# [Your task]
Only an exact copy of the lines beginning at the one that contains "Part 1 of 4" and ending at the last line of the records below counts as the answer.

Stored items
^^^^^^^^^^^^^^^^

PR #418, opened 2026-09-14
Add file_access events for opens of watched names

Aegrah:
Part 1 of 4 of the `file_access` stack, bottom-up:

1. **this PR** — core event: probe, anchors, in-kernel dedup, `quark-test`, `quark-mon -a` (experimental)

^^^^^^^^^^^^^^^^

# [Answer]
Part 1 of 4 of the `file_access` stack, bottom-up:

1. **this PR** — core event: probe, anchors, in-kernel dedup, `quark-test`, `quark-mon -a` (experimental)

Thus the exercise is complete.